# [Exercise directions]
Search the entries below for the string "when" and copy the lines that hold it.
----------------------------------------
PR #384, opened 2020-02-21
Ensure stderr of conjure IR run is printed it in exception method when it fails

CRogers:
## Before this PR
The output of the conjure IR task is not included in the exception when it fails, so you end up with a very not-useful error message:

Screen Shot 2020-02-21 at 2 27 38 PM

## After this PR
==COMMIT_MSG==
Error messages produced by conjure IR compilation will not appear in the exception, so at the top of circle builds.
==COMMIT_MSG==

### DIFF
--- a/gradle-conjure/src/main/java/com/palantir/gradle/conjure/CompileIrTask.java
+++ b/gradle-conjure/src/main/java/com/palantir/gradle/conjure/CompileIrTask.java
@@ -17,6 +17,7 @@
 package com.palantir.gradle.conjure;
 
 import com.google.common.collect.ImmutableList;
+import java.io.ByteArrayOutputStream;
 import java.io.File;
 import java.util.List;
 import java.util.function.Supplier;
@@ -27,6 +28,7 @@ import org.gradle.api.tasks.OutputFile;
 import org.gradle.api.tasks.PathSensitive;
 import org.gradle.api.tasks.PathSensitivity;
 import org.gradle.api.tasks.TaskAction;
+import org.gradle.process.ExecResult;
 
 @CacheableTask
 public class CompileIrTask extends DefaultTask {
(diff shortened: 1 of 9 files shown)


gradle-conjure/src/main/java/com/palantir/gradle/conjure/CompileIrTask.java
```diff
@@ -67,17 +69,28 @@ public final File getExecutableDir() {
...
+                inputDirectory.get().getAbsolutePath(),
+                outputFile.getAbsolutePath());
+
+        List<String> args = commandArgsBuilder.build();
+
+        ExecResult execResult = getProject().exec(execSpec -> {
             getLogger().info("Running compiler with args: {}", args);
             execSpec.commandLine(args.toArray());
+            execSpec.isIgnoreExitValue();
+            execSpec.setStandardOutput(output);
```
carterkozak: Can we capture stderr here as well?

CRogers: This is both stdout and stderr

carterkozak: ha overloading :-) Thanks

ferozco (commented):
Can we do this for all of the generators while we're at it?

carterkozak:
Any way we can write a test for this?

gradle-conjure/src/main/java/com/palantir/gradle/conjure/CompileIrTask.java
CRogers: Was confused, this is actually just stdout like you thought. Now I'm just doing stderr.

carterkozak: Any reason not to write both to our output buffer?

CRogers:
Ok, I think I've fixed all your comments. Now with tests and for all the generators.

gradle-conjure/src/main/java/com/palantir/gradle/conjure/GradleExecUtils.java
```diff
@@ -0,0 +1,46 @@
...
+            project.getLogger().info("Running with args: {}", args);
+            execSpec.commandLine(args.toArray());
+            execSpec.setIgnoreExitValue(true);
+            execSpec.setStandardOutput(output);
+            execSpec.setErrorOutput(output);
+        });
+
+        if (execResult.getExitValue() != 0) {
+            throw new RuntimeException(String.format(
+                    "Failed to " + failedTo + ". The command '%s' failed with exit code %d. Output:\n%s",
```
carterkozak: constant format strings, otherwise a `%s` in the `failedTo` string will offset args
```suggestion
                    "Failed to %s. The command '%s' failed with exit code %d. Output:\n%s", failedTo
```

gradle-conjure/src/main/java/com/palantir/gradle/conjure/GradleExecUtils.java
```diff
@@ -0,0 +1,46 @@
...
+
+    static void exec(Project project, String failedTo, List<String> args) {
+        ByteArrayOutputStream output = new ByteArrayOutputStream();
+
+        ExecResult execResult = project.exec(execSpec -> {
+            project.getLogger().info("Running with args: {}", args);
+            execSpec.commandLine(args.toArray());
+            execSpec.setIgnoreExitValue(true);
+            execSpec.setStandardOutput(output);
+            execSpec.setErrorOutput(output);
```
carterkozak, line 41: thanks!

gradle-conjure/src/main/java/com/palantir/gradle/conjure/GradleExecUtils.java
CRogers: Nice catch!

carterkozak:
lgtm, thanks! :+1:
----------------------------------------
# [Task solution]
Ensure stderr of conjure IR run is printed it in exception method when it fails
The output of the conjure IR task is not included in the exception when it fails, so you end up with a very not-useful error message:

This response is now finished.